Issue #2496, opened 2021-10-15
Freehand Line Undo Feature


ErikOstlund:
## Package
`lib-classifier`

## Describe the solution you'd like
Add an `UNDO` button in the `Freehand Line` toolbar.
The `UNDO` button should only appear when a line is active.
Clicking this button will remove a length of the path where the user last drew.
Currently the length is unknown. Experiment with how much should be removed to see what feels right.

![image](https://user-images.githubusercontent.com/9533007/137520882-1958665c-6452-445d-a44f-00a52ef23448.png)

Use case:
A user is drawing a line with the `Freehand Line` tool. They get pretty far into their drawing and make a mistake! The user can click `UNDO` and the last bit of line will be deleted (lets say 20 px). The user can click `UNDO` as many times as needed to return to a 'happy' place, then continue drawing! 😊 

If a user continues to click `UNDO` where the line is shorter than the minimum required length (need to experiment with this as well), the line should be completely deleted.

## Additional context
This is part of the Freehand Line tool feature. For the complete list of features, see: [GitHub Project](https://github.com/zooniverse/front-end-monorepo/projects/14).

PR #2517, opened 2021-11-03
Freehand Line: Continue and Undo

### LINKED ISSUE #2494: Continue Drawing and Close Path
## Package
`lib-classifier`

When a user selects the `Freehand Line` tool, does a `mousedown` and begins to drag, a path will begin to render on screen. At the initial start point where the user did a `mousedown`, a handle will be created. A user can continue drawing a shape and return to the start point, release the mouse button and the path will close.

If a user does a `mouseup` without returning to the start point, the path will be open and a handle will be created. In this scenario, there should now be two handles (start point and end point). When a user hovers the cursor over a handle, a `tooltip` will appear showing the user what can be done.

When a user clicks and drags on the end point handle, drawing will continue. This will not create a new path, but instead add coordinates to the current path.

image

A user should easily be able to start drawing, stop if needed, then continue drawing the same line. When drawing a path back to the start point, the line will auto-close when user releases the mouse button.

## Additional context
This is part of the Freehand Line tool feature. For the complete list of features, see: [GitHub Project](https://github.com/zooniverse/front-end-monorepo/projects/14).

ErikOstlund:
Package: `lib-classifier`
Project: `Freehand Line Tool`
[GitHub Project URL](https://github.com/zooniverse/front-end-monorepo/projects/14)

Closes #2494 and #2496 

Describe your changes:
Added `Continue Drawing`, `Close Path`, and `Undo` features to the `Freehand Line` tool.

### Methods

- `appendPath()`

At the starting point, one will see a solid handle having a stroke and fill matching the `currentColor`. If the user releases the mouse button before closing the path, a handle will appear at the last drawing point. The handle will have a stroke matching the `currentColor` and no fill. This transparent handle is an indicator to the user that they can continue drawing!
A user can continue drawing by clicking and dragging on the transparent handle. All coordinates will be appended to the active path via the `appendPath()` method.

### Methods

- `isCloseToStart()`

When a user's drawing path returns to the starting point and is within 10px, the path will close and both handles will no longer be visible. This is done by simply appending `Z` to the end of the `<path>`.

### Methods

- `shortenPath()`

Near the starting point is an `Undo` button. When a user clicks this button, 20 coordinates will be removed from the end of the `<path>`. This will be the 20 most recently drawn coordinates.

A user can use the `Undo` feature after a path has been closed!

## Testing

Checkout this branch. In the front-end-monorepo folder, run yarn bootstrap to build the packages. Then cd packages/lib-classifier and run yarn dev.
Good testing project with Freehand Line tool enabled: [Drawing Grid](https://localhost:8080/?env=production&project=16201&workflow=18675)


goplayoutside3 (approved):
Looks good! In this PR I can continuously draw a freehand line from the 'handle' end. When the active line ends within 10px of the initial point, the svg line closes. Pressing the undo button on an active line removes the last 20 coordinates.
...
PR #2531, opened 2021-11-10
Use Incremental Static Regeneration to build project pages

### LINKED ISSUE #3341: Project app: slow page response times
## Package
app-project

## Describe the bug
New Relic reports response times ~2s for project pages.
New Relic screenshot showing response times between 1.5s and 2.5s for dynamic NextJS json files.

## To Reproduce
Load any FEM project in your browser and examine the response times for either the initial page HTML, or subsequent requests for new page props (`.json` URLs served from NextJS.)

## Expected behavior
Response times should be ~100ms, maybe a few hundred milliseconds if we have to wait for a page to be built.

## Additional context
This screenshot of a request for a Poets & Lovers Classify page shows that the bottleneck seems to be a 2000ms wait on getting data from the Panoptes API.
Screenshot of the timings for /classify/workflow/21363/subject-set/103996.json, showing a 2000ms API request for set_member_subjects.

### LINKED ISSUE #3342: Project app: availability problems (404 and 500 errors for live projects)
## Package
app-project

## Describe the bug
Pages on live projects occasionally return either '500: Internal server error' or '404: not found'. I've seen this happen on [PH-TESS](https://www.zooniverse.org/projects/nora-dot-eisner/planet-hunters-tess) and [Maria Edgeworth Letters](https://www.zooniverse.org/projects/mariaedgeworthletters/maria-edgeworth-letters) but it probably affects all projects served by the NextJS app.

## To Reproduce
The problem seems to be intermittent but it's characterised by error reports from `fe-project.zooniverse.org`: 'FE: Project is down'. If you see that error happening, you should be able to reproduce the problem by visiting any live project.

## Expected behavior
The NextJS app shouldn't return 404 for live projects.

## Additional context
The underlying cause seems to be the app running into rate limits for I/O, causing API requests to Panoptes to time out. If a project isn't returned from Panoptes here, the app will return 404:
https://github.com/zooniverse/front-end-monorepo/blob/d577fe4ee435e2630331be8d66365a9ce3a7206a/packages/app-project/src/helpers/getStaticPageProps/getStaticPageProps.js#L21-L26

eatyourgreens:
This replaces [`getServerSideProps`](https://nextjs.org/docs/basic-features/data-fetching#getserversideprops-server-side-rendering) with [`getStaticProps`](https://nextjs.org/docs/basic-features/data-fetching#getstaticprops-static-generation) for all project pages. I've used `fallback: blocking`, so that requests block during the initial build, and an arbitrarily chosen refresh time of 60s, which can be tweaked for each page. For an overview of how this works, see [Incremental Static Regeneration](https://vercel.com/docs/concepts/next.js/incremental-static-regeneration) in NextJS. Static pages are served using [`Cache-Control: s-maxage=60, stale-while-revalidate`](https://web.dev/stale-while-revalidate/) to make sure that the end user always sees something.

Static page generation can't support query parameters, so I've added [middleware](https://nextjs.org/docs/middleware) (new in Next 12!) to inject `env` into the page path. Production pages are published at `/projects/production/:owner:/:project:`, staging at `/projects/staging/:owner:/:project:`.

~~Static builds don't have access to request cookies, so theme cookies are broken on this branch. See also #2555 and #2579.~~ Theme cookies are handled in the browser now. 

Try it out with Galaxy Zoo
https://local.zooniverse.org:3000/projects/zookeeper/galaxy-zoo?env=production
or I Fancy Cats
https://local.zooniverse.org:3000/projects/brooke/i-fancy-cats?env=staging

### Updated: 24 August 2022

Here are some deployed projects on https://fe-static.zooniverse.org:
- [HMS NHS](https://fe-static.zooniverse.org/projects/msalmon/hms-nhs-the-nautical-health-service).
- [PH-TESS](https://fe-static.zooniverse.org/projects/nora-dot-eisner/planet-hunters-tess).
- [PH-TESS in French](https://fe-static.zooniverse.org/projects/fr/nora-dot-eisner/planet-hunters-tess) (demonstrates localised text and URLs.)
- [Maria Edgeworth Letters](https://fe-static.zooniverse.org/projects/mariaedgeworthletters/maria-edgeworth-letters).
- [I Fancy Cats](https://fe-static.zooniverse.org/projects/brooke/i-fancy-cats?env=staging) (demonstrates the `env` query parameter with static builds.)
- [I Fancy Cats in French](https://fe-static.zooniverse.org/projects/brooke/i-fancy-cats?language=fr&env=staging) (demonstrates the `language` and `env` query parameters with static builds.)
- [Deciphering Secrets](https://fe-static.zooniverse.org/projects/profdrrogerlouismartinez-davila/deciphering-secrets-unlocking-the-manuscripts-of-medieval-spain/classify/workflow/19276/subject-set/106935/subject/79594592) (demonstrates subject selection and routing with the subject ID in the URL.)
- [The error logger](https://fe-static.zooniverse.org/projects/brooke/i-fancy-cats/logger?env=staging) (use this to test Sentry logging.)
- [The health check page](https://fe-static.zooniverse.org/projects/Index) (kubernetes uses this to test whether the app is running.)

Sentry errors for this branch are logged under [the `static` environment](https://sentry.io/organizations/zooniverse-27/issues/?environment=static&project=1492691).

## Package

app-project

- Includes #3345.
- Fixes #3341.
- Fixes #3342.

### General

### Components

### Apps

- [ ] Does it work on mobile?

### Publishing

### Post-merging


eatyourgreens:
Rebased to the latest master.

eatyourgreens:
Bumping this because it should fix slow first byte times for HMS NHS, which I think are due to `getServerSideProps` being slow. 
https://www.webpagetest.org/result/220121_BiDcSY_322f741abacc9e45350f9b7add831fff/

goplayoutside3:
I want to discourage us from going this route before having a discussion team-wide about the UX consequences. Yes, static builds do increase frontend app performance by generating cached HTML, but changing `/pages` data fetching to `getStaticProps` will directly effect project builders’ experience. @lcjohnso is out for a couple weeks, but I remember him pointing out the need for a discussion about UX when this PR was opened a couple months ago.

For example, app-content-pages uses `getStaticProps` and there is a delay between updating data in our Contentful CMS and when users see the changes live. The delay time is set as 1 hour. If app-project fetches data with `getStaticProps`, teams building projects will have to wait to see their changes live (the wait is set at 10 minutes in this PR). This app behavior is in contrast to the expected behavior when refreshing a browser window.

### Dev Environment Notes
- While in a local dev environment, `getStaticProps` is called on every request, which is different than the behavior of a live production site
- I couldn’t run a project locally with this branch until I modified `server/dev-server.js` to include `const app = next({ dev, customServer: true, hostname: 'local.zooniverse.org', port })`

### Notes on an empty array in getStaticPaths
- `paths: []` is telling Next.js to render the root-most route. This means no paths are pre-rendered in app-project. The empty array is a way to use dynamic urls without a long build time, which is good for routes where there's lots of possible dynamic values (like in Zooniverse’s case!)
* * *
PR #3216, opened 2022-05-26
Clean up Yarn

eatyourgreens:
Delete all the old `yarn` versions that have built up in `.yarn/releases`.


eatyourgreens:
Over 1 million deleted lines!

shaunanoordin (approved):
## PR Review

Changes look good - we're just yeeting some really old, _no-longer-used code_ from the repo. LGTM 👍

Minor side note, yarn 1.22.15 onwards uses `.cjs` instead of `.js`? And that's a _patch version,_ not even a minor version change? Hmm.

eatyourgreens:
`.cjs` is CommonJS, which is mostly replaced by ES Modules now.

TASK BRIEF => From the records above, retype only the lines starting at the line that contains "Here are some" and ending at the line that contains "in the URL.)", both included.

ANSWER FOR THIS EXERCISE =>
Here are some deployed projects on https://fe-static.zooniverse.org:
- [HMS NHS](https://fe-static.zooniverse.org/projects/msalmon/hms-nhs-the-nautical-health-service).
- [PH-TESS](https://fe-static.zooniverse.org/projects/nora-dot-eisner/planet-hunters-tess).
- [PH-TESS in French](https://fe-static.zooniverse.org/projects/fr/nora-dot-eisner/planet-hunters-tess) (demonstrates localised text and URLs.)
- [Maria Edgeworth Letters](https://fe-static.zooniverse.org/projects/mariaedgeworthletters/maria-edgeworth-letters).
- [I Fancy Cats](https://fe-static.zooniverse.org/projects/brooke/i-fancy-cats?env=staging) (demonstrates the `env` query parameter with static builds.)
- [I Fancy Cats in French](https://fe-static.zooniverse.org/projects/brooke/i-fancy-cats?language=fr&env=staging) (demonstrates the `language` and `env` query parameters with static builds.)
- [Deciphering Secrets](https://fe-static.zooniverse.org/projects/profdrrogerlouismartinez-davila/deciphering-secrets-unlocking-the-manuscripts-of-medieval-spain/classify/workflow/19276/subject-set/106935/subject/79594592) (demonstrates subject selection and routing with the subject ID in the URL.)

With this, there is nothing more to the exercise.